Forecast skills of HW and CW intensities
The intensity of the HWs/CWs is one of the most important characteristic of the events to predict since it is closely related to the impacts on human health, especially for the intensity calculation Ihum. To assess the forecast ability, an adapted method of predictability assessment is needed and described in Fig. 1. First, the ability to correctly predict the events is verified. This requires at least one day of overlap in-between the forecasted and observed events. In total, about 25% of all the observed cases are well forecasted and are used for this validation. Based on this approach, the intensities, onset and durations are compared in Fig. 9. The delays on the onset and durations are first compared (Fig. 9 first and second columns), to detect any bias.
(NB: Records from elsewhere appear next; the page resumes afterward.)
PR #3790, opened 2018-07-09
[data_team_helper] fix filter for Site

kongtiaowang:
This pull request removes useless code and fixes filter for Site.
https://redmine.cbrain.mcgill.ca/issues/14807

### DIFF
--- a/modules/data_team_helper/php/data_team_helper.class.inc
+++ b/modules/data_team_helper/php/data_team_helper.class.inc
@@ -398,15 +398,8 @@ class Data_Team_Helper extends \NDB_Form
         }
         //filter for sites
         if ($site!='All Sites') {
-            if ($site == 'All User Sites') {
-                $user           = \User::singleton();
-                $siteID         = $user->getCenterIDs();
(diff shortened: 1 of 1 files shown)


modules/data_team_helper/php/data_team_helper.class.inc
```diff
@@ -398,15 +398,8 @@ class Data_Team_Helper extends \NDB_Form
...
         if ($site!='All Sites') {
-            if ($site == 'All User Sites') {
-                $user           = \User::singleton();
-                $siteID         = $user->getCenterIDs();
-                $where         .= " AND FIND_IN_SET(psc.CenterID, :CID)";
-                $qparams['CID'] = implode(',', $siteID);
-            } else {
                 $where         .= " AND s.CenterID = :CID";
                 $qparams['CID'] = $site;
-            }
```
sruthymathew123: @kongtiaowang I think this check is required to return User sites. Removing this will introduce permission issues.

kongtiaowang: @sruthymathew123 you are right.

PR #3791, opened 2018-07-09
[Instruments] 404 

xlecours:
This fix a bug where instruments could not be loaded (404 Not Found)
Introduce in #3768 , every main.php request were redirect to index.php that do not support instruments loading. 

In htdocs/.htacces the rule for instruments was redirecting to main.php with a [L|last] flag assuming there would be no more rewriting. reading http://httpd.apache.org/docs/current/rewrite/flags.html#flag_l there is a mention that while no more rule will apply for that url, the redirected url (main.php in this case) will still be run through the rewriting process.

Using the [END] flag will exit/stop the rewriting completely\

see: RM#14848

### DIFF
--- a/htdocs/.htaccess
+++ b/htdocs/.htaccess
@@ -6,8 +6,8 @@
 RewriteRule ^([a-zA-Z_-]+)/ajax/([a-zA-Z0-9_.-]+)$ AjaxHelper.php?Module=$1&script=$2 [QSA,L]
 
 # Instruments and reliability still use main.php, for now
-RewriteRule ^instruments/([a-zA-Z0-9_-]+)/$ main.php?test_name=$1 [QSA,L]
-RewriteRule ^instruments/([a-zA-Z0-9_-]+)/([a-zA-Z0-9_.-]+)/$ main.php?test_name=$1&subtest=$2 [QSA,L]
+RewriteRule ^instruments/([a-zA-Z0-9_-]+)/$ main.php?test_name=$1 [QSA,END]
+RewriteRule ^instruments/([a-zA-Z0-9_-]+)/([a-zA-Z0-9_.-]+)/$ main.php?test_name=$1&subtest=$2 [QSA,END]
 
 RewriteRule ^([a-zA-Z0-9_-]+)reliability([a-zA-Z0-9_-]*) main.php?test_name=$1reliability$2 [QSA,L]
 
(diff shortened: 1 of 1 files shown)


xlecours:
@davidblader Can you test this to make sure there is no conflicts with https://github.com/aces/Loris/pull/3768 ?
Thanks

xlecours:
@kongtiaowang Can we add an integration test for instrument loading process?

htdocs/.htaccess
```diff
@@ -6,8 +6,8 @@
 RewriteRule ^([a-zA-Z_-]+)/ajax/([a-zA-Z0-9_.-]+)$ AjaxHelper.php?Module=$1&script=$2 [QSA,L]
 
 # Instruments and reliability still use main.php, for now
-RewriteRule ^instruments/([a-zA-Z0-9_-]+)/$ main.php?test_name=$1 [QSA,L]
-RewriteRule ^instruments/([a-zA-Z0-9_-]+)/([a-zA-Z0-9_.-]+)/$ main.php?test_name=$1&subtest=$2 [QSA,L]
+RewriteRule ^instruments/([a-zA-Z0-9_-]+)/$ main.php?test_name=$1 [QSA,END]
+RewriteRule ^instruments/([a-zA-Z0-9_-]+)/([a-zA-Z0-9_.-]+)/$ main.php?test_name=$1&subtest=$2 [QSA,END]
 
 RewriteRule ^([a-zA-Z0-9_-]+)reliability([a-zA-Z0-9_-]*) main.php?test_name=$1reliability$2 [QSA,L]
```
davidblader: would it make sense to change `L` here as well?

xlecours: @davidblader I think END supersede L but I will check again

xlecours: @davidblader END is almighty
from doc:
> An alternative flag, [END], can be used to terminate not only the current round of rewrite processing but prevent any subsequent rewrite processing from occurring in per-directory (htaccess) context.

davidblader: right, i am just wondering if the same flags need to be set for reliability, since i don't have any way to test that
i think we should get an IBIS developer ( @sruthymathew123 , @llevitis , @suzanne-lee ) to make sure everything in reliability is working as well

driusan: Should probably be done for AjaxHelper too

driusan:
Added Add To Release notes because we'll have to document the minimum version of Apache, since now it needs to be recent enough to support the `[END]` tag.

The study of the onset delay reveals a good ability of the model to predict it. These scores are mainly explained by the short-term forecasts and it is important to notice that peaks in the histogram represent about 9% of all the observed events for the HWs and about 12% of the CWs. No specific positive or negative bias is found in the delays. Finally, the evaluation reveals longer durations in the forecasts highlighted by a positive bias of values in the HWs and CWs. The consequence of that is the slight positive delay in the forecast of wave ends in the two cases (not shown).
Then, the observed and forecasted intensities are compared. The method to calculate the intensity of the forecasted event is based on the median value of the member. This forecasted intensity is first unbiased using a quantile-quantile matching method. The correlation scores are 0.61 (0.65) for the HWs (CWs respectively) and the scatter plots in the right panels of Fig. 9 reveal the relative good agreements for intensities up to 5 and 10 for HWs and CWs respectively, while stronger intensities could not be evaluated due to large uncertainties. Nevertheless, these cases represent less than 1000 out of the 160,000 observed cases. Due to the relative short period of study to apply robust statistics, waves with intensities higher than 5 are considered as extreme events and no distinction will be done.